My goals for the channel are simple. Among those are that I would like to eventually reach 300,000 subscribers, and 1 million hours of cumulative view time. There will be little traffic until after the first 100 videos are posted, after which traffic rises exponentially. I will have to put in over a thousand hours of work, and $4000+ in sunk costs before seeing anything, but as this replaces many other activities, including a lot of to-and-from transit, perhaps the net is less.
The other factor is the greater 'immortality' of video. Since we expect a Technological Singularity in about ~41 years (give or take), a large body of video has a greater chance of still being watched by people around at that time, even if I am gone, and even if Google/YouTube is not the platform then. I absolutely think it is essential that people at that time know who the early leaders in this subject were.
I still have to learn the first thing about editing videos, which is necessary even for hiring other editors, but I am to begin uploading videos in February.

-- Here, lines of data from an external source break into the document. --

PR #6, opened 2021-11-23
Force mux state switch to standby if triggered from Cli

zjswhhh:
### Description of PR

Summary:
Fixes # (issue)

Fix the timestamp gap between linkmgrd_switch_active_start and  linkmgrd_switch_standby_start events.

When switching from active to standby using ```config mux mode standby``` on the active ToR, the active side will first send a "notification" with COMMAND_SWITCH_ACTIVE to standby ToR, then start to switch itself. The switchover start events are expected to be posted at nearly the same time on two ToRs, but in reality we saw a gap around 100ms between these two events. 

The cause is, when handle mux config notification, mux mode was set to standby from auto. When active ToR completes sending COMMAND_SWITCH_ACTIVE message and starts to switch itself, its mode is not auto anymore, hence [it starts to do mux state probing instead of a force switchover](https://github.com/Azure/sonic-linkmgrd/blob/c11a5763a070a68af048ccd9ca473294f93fb256/src/link_manager/LinkManagerStateMachine.cpp#L346-L366). Hence, cause the delay. 

The fix is a force switch, which makes sense from my point of view as user's desiring state is standby in this scenario. 

Signed-off-by: Jing Zhang <zhangjing@microsoft.com>

### Type of change

- [x] Bug fix
- [ ] Testbed and Framework(new/improvement)

### Back port request
- [ ] 201911

We want to make sure switchover on both ToRs happens at the same time, to minimize the overhead and package loss time. 

#### How did you do it?

Force mux state switch to standby. 

Tested it on physical dual testbeds for 2000 switchovers, was able to minimize the gap from 67 ms to 1.3 ms.

### DIFF
--- a/azure-pipelines.yml
+++ b/azure-pipelines.yml
@@ -8,6 +8,7 @@ trigger:
     include:
       - "*"
 
+
 jobs:
 - job:
   displayName: "amd64"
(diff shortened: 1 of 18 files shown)


zjswhhh:
@yxieca - I used to test this change with the link prober intermediate state change together (in one build), but tried testing these two features separately this week. It turns out that the improvement from intermediate link prober states was very minor, we might need to reevaluate that design or proposal.

lguohan (approved):

yxieca (approved):

PR #11, opened 2021-12-09
Add TLV to the ICMP payload

lolyu:
### Description of PR

Summary:
Fixes # (issue)

### Type of change

- [ ] Bug fix

Add TLV support for the ICMP payload.

#### How did you do it?
This PR introduces a few changes to `IcmpPayload`
1. Change the `IcmpPayload` format as:
```
|cookie(4bytes)|version(4bytes)|uuid(8bytes)|seq(8bytes)|
```
2. Introduce `TlvCommand` and `TlvSentinel`
* `TlvCommand` is used for signaling peer ToR to switch status
```
|type(1bytes) = 0x1|length(2bytes) = 1|command(1bytes)|
```
* `TlvSentinel` is used for marking the end of the ICMP packet
```
|type(1bytes) = 0xff|length(2bytes) = 0|
```


lguohan:
in general, can we get better description for the pr?

lolyu:
> in general, can we get better description for the pr?

Updated, thanks!

src/link_prober/IcmpPayload.h
```diff
@@ -42,19 +42,76 @@ __BEGIN_DECLS
...
 {
+/**
+ *@enum TlvType
+ *
+ *@brief Supported TLV types
+ */
+enum TlvType: uint8_t {
+    TLV_COMMAND = 1,
+    TLV_SENTINEL = 0x0f,
+    TLV_COUNT
```
bingwang-ms, line 53: What's the `TLC_COUNT` used for?

src/link_prober/IcmpPayload.h
```diff
@@ -42,19 +42,76 @@ __BEGIN_DECLS
...
 namespace link_prober
 {
+/**
+ *@enum TlvType
+ *
+ *@brief Supported TLV types
+ */
+enum TlvType: uint8_t {
+    TLV_COMMAND = 1,
+    TLV_SENTINEL = 0x0f,
```
bingwang-ms, line 52: I suggest assigning `TLV_SENTINEL` to `0` since it's used as flag. And the type value larger than 0 is considered as common types.

src/link_prober/IcmpPayload.h
```diff
@@ -42,19 +42,76 @@ __BEGIN_DECLS
...
+    TLV_COUNT
+};
+
+#define TlvHead      \
+    uint8_t type;    \
+    uint16_t length
```
bingwang-ms, line 58: Why not define `TlvHead` as a new struct?

src/link_prober/IcmpPayload.h
```diff
@@ -130,6 +184,10 @@ struct IcmpPayload {
 static_assert(sizeof(IcmpPayload) % 2 == 0,
               "ICMP Payload size should be even sized, please add zero padding");
 
+static_assert(sizeof(TlvCommand) % 2 == 0, "TLV size should be even sized, please add zero padding");
```
bingwang-ms, line 187: Why `TlvSentinel` and `TlvCommand` must be even sized? We may combine several TLC struct in a ICMP payload.

src/link_prober/LinkProber.cpp
```diff
@@ -232,18 +232,18 @@ void LinkProber::handleUpdateEthernetFrame()
 //
 void LinkProber::handleSendSwitchCommand()
 {
-    IcmpPayload *icmpPayload = reinterpret_cast<IcmpPayload *> (
-        mTxBuffer.data() + sizeof(ether_header) + sizeof(iphdr) + sizeof(icmphdr)
-    );
-    icmpPayload->command = htonl(static_cast<uint32_t> (Command::COMMAND_SWITCH_ACTIVE));
+    new (mTxBuffer.data() + sizeof(ether_header) + sizeof(iphdr) + sizeof(icmphdr) + sizeof(IcmpPayload)) TlvCommand();
```
bingwang-ms, line 235: I suggest adding another variable like `icmp_payload_offset = sizeof(ether_header) + sizeof(iphdr) + sizeof(icmphdr) + sizeof(IcmpPayload)` so that we don't have to do same calculation each time.

src/link_prober/LinkProber.cpp
```diff
@@ -232,18 +232,18 @@ void LinkProber::handleUpdateEthernetFrame()
...
+    computeChecksum(icmpHeader, sizeof(icmphdr) + sizeof(IcmpPayload) + sizeof(TlvCommand) + sizeof(TlvSentinel));
+    mTxPacketSize = sizeof(ether_header) + sizeof(iphdr) + sizeof(icmphdr) + sizeof(IcmpPayload) + sizeof(TlvCommand) + sizeof(TlvSentinel);
 
     sendHeartbeat();
 
-    icmpPayload->command = htonl(static_cast<uint32_t> (Command::COMMAND_NONE));
-    computeChecksum(icmpHeader, sizeof(icmphdr) + sizeof(*icmpPayload));
+    new (mTxBuffer.data() + sizeof(ether_header) + sizeof(iphdr) + sizeof(icmphdr) + sizeof(IcmpPayload)) TlvSentinel();
+    computeChecksum(icmpHeader, sizeof(icmphdr) + sizeof(IcmpPayload) + sizeof(TlvSentinel));
+    mTxPacketSize = sizeof(ether_header) + sizeof(iphdr) + sizeof(icmphdr) + sizeof(IcmpPayload) + sizeof(TlvSentinel);
```
bingwang-ms, line 246: What's the purpose of these three lines?

src/link_prober/LinkProber.cpp
```diff
@@ -313,26 +308,42 @@ void LinkProber::handleRecv(
                 mMuxPortConfig.getPortName() %
                 mMuxPortConfig.getBladeIpv4Address().to_string()
             );
-            if (memcmp(icmpPayload->un.uuid.data, IcmpPayload::getGuidData(),
-                       IcmpPayload::getGuid().size()) == 0) {
+            bool isMatch = memcmp(icmpPayload->uuid, IcmpPayload::getGuidData(), sizeof(icmpPayload->uuid));
+            if (isMatch)
```
bingwang-ms, line 312: If icmpPayload->uuid == icmpPayload->uuid, isMatch will be zero.
Please double confirm if the logic is expected.

src/link_prober/LinkProber.cpp
```diff
@@ -313,26 +308,42 @@ void LinkProber::handleRecv(
...
-                        static_cast<void (LinkProberStateMachine::*) (SwitchActiveRequestEvent&)>
-                            (&LinkProberStateMachine::processEvent),
-                        &mLinkProberStateMachine,
-                        LinkProberStateMachine::getSwitchActiveRequestEvent()
-                    )));
+            }
+
+            uint8_t tlvStartOffset = sizeof(ether_header) + sizeof(iphdr) + sizeof(icmphdr) + sizeof(IcmpPayload);
+            while (tlvStartOffset + sizeof(Tlv) < MUX_MAX_ICMP_BUFFER_SIZE)
+            {
```
bingwang-ms, line 322: I think the max length is supposed to be `bytesTransferred` rather than `MUX_MAX_ICMP_BUFFER_SIZE`

src/link_prober/LinkProber.cpp
```diff
@@ -313,26 +308,42 @@ void LinkProber::handleRecv(
...
+                                LinkProberStateMachine::getSwitchActiveRequestEvent()
+                            )));
+                        }
+                    }
+                    tlvStartOffset += sizeof(TlvCommand);
+                } else if (currentTlv->type == TlvType::TLV_SENTINEL) {
+                    // sentinel TLV, stop processing
+                    break;
+                } else {
+                    // unknown TLV type, ignore
```
bingwang-ms, line 343: For better compatibility, I suggest ignoring the unknown type and keep parsing.

src/link_prober/LinkProber.cpp
```diff
@@ -313,26 +308,42 @@ void LinkProber::handleRecv(
...
-                        &mLinkProberStateMachine,
-                        LinkProberStateMachine::getSwitchActiveRequestEvent()
-                    )));
+            }
+
+            uint8_t tlvStartOffset = sizeof(ether_header) + sizeof(iphdr) + sizeof(icmphdr) + sizeof(IcmpPayload);
+            while (tlvStartOffset + sizeof(Tlv) < MUX_MAX_ICMP_BUFFER_SIZE)
+            {
+                Tlv *currentTlv = reinterpret_cast<Tlv *> (mTxBuffer.data() + tlvStartOffset);
+                if (currentTlv->type == TlvType::TLV_COMMAND) {
```
bingwang-ms, line 324: For better readaibility, two suggestions
1. Change the `if-else` to `switch-case`
2. Add a handler function for each TLV, such as `handle_tlv_command()`.

src/link_prober/LinkProber.cpp
```diff
@@ -551,10 +562,15 @@ void LinkProber::initializeSendBuffer()
...
+    icmphdr *icmpHeader = reinterpret_cast<icmphdr *> (mTxBuffer.data() + sizeof(ether_header) + sizeof(iphdr));
+    IcmpPayload *icmpPayload = new (mTxBuffer.data() + sizeof(ether_header) + sizeof(iphdr) + sizeof(icmphdr)) IcmpPayload();
+    TlvSentinel *tlvSentinel = new (mTxBuffer.data() + sizeof(ether_header) + sizeof(iphdr) + sizeof(icmphdr) + sizeof(IcmpPayload)) TlvSentinel();
+    mTxPacketSize = sizeof(ether_header) + sizeof(iphdr) + sizeof(icmphdr) + sizeof(IcmpPayload) + sizeof(TlvSentinel);
+
     ipHeader->ihl = sizeof(iphdr) >> 2;
     ipHeader->version = IPVERSION;
     ipHeader->tos = 0xb8;
-    ipHeader->tot_len = htons(sizeof(iphdr) + sizeof(icmphdr) + sizeof(IcmpPayload));
+    ipHeader->tot_len = htons(sizeof(iphdr) + sizeof(icmphdr) + sizeof(IcmpPayload) + sizeof(TlvSentinel));
```
bingwang-ms, line 573: Why the total len is fixed? We may have multi TLV structs inside.

src/link_prober/IcmpPayload.h
lolyu: removed

src/link_prober/IcmpPayload.h
lolyu: Uninitialized buffer has zeros inside, so I defined sentinel type to be `0xff`.

src/link_prober/IcmpPayload.h
lolyu: I use MACRO here because it will not introduce an extra layer

src/link_prober/IcmpPayload.h
lolyu: Now we assume all TLVs are even-sized so it is more easier to calculate the checksum

src/link_prober/IcmpPayload.cpp
```diff
@@ -38,6 +38,28 @@ boost::uuids::uuid IcmpPayload::mGuid;
 uint32_t IcmpPayload::mCookie = 0x47656d69;
 uint32_t IcmpPayload::mVersion = 0;
 
+//
+// ---> TlvCommand();
+//
+// struct TlvCommand constructor
+//
+TlvCommand::TlvCommand() :
+    type(tlvtype), length(htons(1)), command(static_cast<uint8_t> (Command::COMMAND_SWITCH_ACTIVE))
```
yxieca, line 47: needs to be packed.

I suggest adding a generic class with set_type(), set(length), set_value(), and the value field could be an union of {uint8_t value[]; command_t cmd; ...}.

src/link_prober/LinkProber.cpp
```diff
@@ -313,25 +338,41 @@ void LinkProber::handleRecv(
...
-                        static_cast<void (LinkProberStateMachine::*) (SwitchActiveRequestEvent&)>
-                            (&LinkProberStateMachine::processEvent),
-                        &mLinkProberStateMachine,
-                        LinkProberStateMachine::getSwitchActiveRequestEvent()
-                    )));
+            }
+
+            uint8_t tlvStartOffset = mPacketHeaderSize + sizeof(IcmpPayload);
+            bool stopProcessTlv = false;
+            while (tlvStartOffset + sizeof(Tlv) <= bytesTransferred) {
```
yxieca, line 352: Suggest adding member function of append_tlv and get_next_tlv to encapsulate the operations and add unit test to test these 2 methods generically.

src/link_prober/LinkProber.cpp
```diff
@@ -313,25 +338,41 @@ void LinkProber::handleRecv(
...
+                    default: {
+                        // unknonw TLV, try to skip
+                        if (currentTlvLength == 0) {
+                            stopProcessTlv = true;
+                            break;
+                        }
+                    }
+                    tlvStartOffset += sizeof(Tlv) + currentTlvLength;
+                }
+                if (stopProcessTlv) {
```
yxieca, line 374: add this to the loop condition directly?

src/link_prober/LinkProber.cpp
```diff
@@ -313,25 +338,41 @@ void LinkProber::handleRecv(
...
+                    break;
                 }
             }
```
yxieca, line 377: Add a debug event here if we didn't reach the end of the received bytes, but stopped by sentinel. state how many bytes missed.

src/link_prober/IcmpPayload.cpp
lolyu: For the tlv with variable size, will it hard for `union` to describe its contents?

src/link_prober/LinkProber.cpp
lolyu: updated, thanks!

src/link_prober/LinkProber.cpp
lolyu: added, thanks!

src/link_prober/LinkProber.cpp
lolyu: added methods:
* `findNextTlv`: find the next TLV from the offset
* `appendTlvCommand`: append TlvCommand to the end of tx buffer
* `appendTlvSentinel`: append TlvSentinel to the end of tx buffer

src/link_prober/LinkProber.cpp
```diff
@@ -232,18 +232,23 @@ void LinkProber::handleUpdateEthernetFrame()
...
-    computeChecksum(icmpHeader, sizeof(icmphdr) + sizeof(*icmpPayload));
+    computeChecksum(icmpHeader, sizeof(icmphdr) + totalPayloadSize);
+    ipHeader->tot_len = htons(sizeof(iphdr) + sizeof(icmphdr) + totalPayloadSize);
 
     sendHeartbeat();
 
-    icmpPayload->command = htonl(static_cast<uint32_t> (Command::COMMAND_NONE));
-    computeChecksum(icmpHeader, sizeof(icmphdr) + sizeof(*icmpPayload));
+    resetTxBufferTlv();
+    appendTlvSentinel();
```
zjswhhh, line 248: Do we only append TlvCommand when it's COMMAND_SWITCH_ACTIVE instead of having it in every heartbeat (COMMAND_NONE)? Shouldn't we have it in every heartbeat?

src/link_prober/LinkProber.cpp
```diff
@@ -591,4 +644,50 @@ void LinkProber::updateIcmpSequenceNo()
...
+//
+// Append TlvCommand to the end of txBuffer
+//
+size_t LinkProber::appendTlvCommand(Command commandType)
+{
+    assert(mTxPacketSize + sizeof(TlvCommand) <= MUX_MAX_ICMP_BUFFER_SIZE);
+    TlvCommand *tlvCommand = reinterpret_cast<TlvCommand *> (mTxBuffer.data() + mTxPacketSize);
+    tlvCommand->type = TlvCommand::tlvtype;
+    tlvCommand->length = htons(1);
+    tlvCommand->command = static_cast<uint8_t> (Command::COMMAND_SWITCH_ACTIVE);
```
zjswhhh, line 673: If it's always COMMAND_SWITCH_ACTIVE why do we need the function parameter?

src/link_prober/LinkProber.cpp
lolyu: Yes, currently the logic is to put command tlv only if there is need to send `COMMAND_SWITCH_ACTIVE`. Since now we remove the fixed command field from `IcmpPayload` and wrap it as a TLV, no `TlvCommand` is the same a `TlvCommand` with `COMMAND_NONE`.

src/link_prober/LinkProber.cpp
lolyu: the parameter `commandType` has a default value as `COMMAND_SWITCH_ACTIVE`, would it be better to leave it in the function signature if there is more command type in the future?

src/link_prober/IcmpPayload.cpp
lolyu: updated, please check

src/link_prober/LinkProber.cpp
```diff
@@ -313,36 +343,51 @@ void LinkProber::handleRecv(
...
-                        &mLinkProberStateMachine,
-                        LinkProberStateMachine::getSwitchActiveRequestEvent()
-                    )));
+            }
+
+            size_t nextTlvOffset = mTlvStartOffset;
+            size_t nextTlvSize = 0;
+            bool stopProcessTlv = false;
+            while ((nextTlvSize = findNextTlv(nextTlvOffset, bytesTransferred)) > 0 && !stopProcessTlv) {
+                Tlv *nextTlvPtr = reinterpret_cast<Tlv *> (mRxBuffer.data() + nextTlvOffset);
```
yxieca, line 361: Here we need to check if tlv offset + length is still with received data range.

lolyu: The check is in `findNextTlv`, if the tlv exceeds the bytes transferred, `nextTlvSize` will set to zero.

yxieca (approved):

PR #13, opened 2021-12-15
Linkmgrd subscribing State DB route event 

zjswhhh:
### Description of PR

Summary:
Fixes # (issue)

This PR is to make linkmgrd subscribe events from ROUTE_TABLE in State DB, and react accordingly:  
- If any of the two default route state appears to be 'na', linkmgrd should switch to standby. 
- If both are 'ok', there will be a mux state probing and what happens next depends on linkmgrd state machine and the probing response.  

### Type of change

- [ ] Bug fix
- [x] New feature

To make linkmgrd subscribe state DB route event, and handle the switchovers. 

### Documentation 

Related PR: https://github.com/Azure/sonic-swss/pull/2009


src/MuxManager.cpp
```diff
@@ -234,6 +234,33 @@ void MuxManager::processProbeMuxState(const std::string &portName, const std::st
...
+    MUXLOGINFO(boost::format("%s: default route state: %s") % address % routeState);
+
+    if (address.is_v4()) {
+        mIpv4DefaultRouteState = routeState;
+    } else {
+        mIpv6DefaultRouteState = routeState;
+    }
+
+    std::string nextState = "na";
+    if (mIpv4DefaultRouteState == "ok" && mIpv6DefaultRouteState == "ok") {
```
yxieca, line 253: @lguohan do we have concern if either IPv4 or IPv6 BGP is not configured? Can we assume we will have them both eventually?

zjswhhh: Updated per discussion in Gemini sync-up meeting.

src/link_manager/LinkManagerStateMachine.cpp
```diff
@@ -815,6 +815,29 @@ void LinkManagerStateMachine::handleSwitchActiveRequestEvent()
...
+// 
+// ---> handleDefaultRouteStateNotification(const std::string &routeState);
+// 
+// handle default route state notification from routeorch
+//
+void LinkManagerStateMachine::handleDefaultRouteStateNotification(const std::string &routeState)
+{
+    MUXLOGWARNING(boost::format("%s: state db default route state: %s") % mMuxPortConfig.getPortName() % routeState);
+
+    if(mComponentInitState.test(MuxStateComponent)) {
```
yxieca, line 827: add space after if

src/link_manager/LinkManagerStateMachine.cpp
```diff
@@ -815,6 +815,29 @@ void LinkManagerStateMachine::handleSwitchActiveRequestEvent()
...
+        if (ms(mCompositeState) == mux_state::MuxState::Label::Active &&
+            routeState == "na") {
```
yxieca, line 829: I suggest putting '{' on a new line, especially when if condition expands multiple lines. new line helps to identify the beginning of the if body.

src/MuxManager.cpp
```diff
@@ -234,6 +234,34 @@ void MuxManager::processProbeMuxState(const std::string &portName, const std::st
...
+    }
+
+    std::string nextState = "na";
+    // For now we only need IPv4 default route state, this logic can be updated in the future.  
+    if (mIpv4DefaultRouteState == "ok") {
+        nextState = "ok";
+    }
+
+    PortMapIterator portMapIterator = mPortMap.begin();
+    while(portMapIterator != mPortMap.end()) {
```
yxieca, line 259: space after while please.

src/link_manager/LinkManagerStateMachine.cpp
zjswhhh: Updated accordingly.

src/link_manager/LinkManagerStateMachine.cpp
zjswhhh: Updated accordingly.

src/MuxManager.cpp
zjswhhh: Updated accordingly.

src/link_manager/LinkManagerStateMachine.cpp
```diff
@@ -815,6 +815,28 @@ void LinkManagerStateMachine::handleSwitchActiveRequestEvent()
...
+// ---> handleDefaultRouteStateNotification(const std::string &routeState);
+// 
+// handle default route state notification from routeorch
+//
+void LinkManagerStateMachine::handleDefaultRouteStateNotification(const std::string &routeState)
+{
+    MUXLOGWARNING(boost::format("%s: state db default route state: %s") % mMuxPortConfig.getPortName() % routeState);
+
+    if (mComponentInitState.test(MuxStateComponent)) {
+        if (ms(mCompositeState) == mux_state::MuxState::Label::Active && routeState == "na") {
```
prsunny, line 828: I'm thinking we should check for `!= Standby`. What if mux is in a transient state and we got this event? What do you think?

src/link_manager/LinkManagerStateMachine.cpp
```diff
@@ -815,6 +815,28 @@ void LinkManagerStateMachine::handleSwitchActiveRequestEvent()
...
+            CompositeState nextState = mCompositeState;
+            enterLinkProberState(nextState, link_prober::LinkProberState::Wait);
+            switchMuxState(nextState, mux_state::MuxState::Label::Standby);
```
prsunny, line 831: How does it behave if both ToRs have default route as "na" ?

zjswhhh: Both ToRs will switch to standby, the one switches first will be "active" at the end. Do we expect both ToRs to be "standby" in this scenario?

src/link_manager/LinkManagerStateMachine.cpp
zjswhhh: Yes I think this is a good point. I will evaluate the behavior and update accordingly.

prsunny (approved):

zjswhhh:
boost::asio::ip::make_address is unable to parse "::/0" and "0.0.0.0/0", and considering the key will always be these two strings, I updated the code and removed make_address(). Changes have been tested on virtual dual testbeds and worked as expected. 

@prsunny could you review again? Thanks!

The future of this website will be determined at a later date. To keep comments active, Typepad charges $60/yr, which is trivial, but I have to see how relevant this website remains in relation to the YouTube channel. The high-quality, page-length comments that some contribute are more suitable here than on YouTube.
Let's see what happens. I hope all readers over here migrate to the channel when I post the details of it.
Until that time, see you in the future!